Stored items:
......

PR #4105, opened 2024-06-27
KTOR-6417 Allow changing dispatcher in the client

e5l:
Fix [KTOR-6417](https://youtrack.jetbrains.com/issue/KTOR-6417) Ktor Client MockEngine dispatcher handle removed
[KTOR-6462](https://youtrack.jetbrains.com/issue/KTOR-6462) Ktor clients and servers should use Dispatchers.IO.limitedParallelism(...) wherever possible

We need the possibility to set custom dispatchers to enable users to reuse dispatchers and configure test-specific dispatchers in tests.


marychatte (approved):
LGTM, only please check JPMS check

e5l:
It looks like the JPMS check is broken in the main. I will check it separatelly

PR #4107, opened 2024-06-28
Remove lookahead session from CIO writer

bjhham:
This seems to fix the memory problems currently in the CIO engine for kotlinx-io.  There is still an issue with the Netty pipeline after attempting to make the change there.


e5l (approved):
Looks nice!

......

How to complete this task >> Repeat each of the entries exactly as written.

Answer >>
PR #4105, opened 2024-06-27
KTOR-6417 Allow changing dispatcher in the client

e5l:
Fix [KTOR-6417](https://youtrack.jetbrains.com/issue/KTOR-6417) Ktor Client MockEngine dispatcher handle removed
[KTOR-6462](https://youtrack.jetbrains.com/issue/KTOR-6462) Ktor clients and servers should use Dispatchers.IO.limitedParallelism(...) wherever possible

We need the possibility to set custom dispatchers to enable users to reuse dispatchers and configure test-specific dispatchers in tests.


marychatte (approved):
LGTM, only please check JPMS check

e5l:
It looks like the JPMS check is broken in the main. I will check it separatelly

PR #4107, opened 2024-06-28
Remove lookahead session from CIO writer

bjhham:
This seems to fix the memory problems currently in the CIO engine for kotlinx-io.  There is still an issue with the Netty pipeline after attempting to make the change there.


e5l (approved):
Looks nice!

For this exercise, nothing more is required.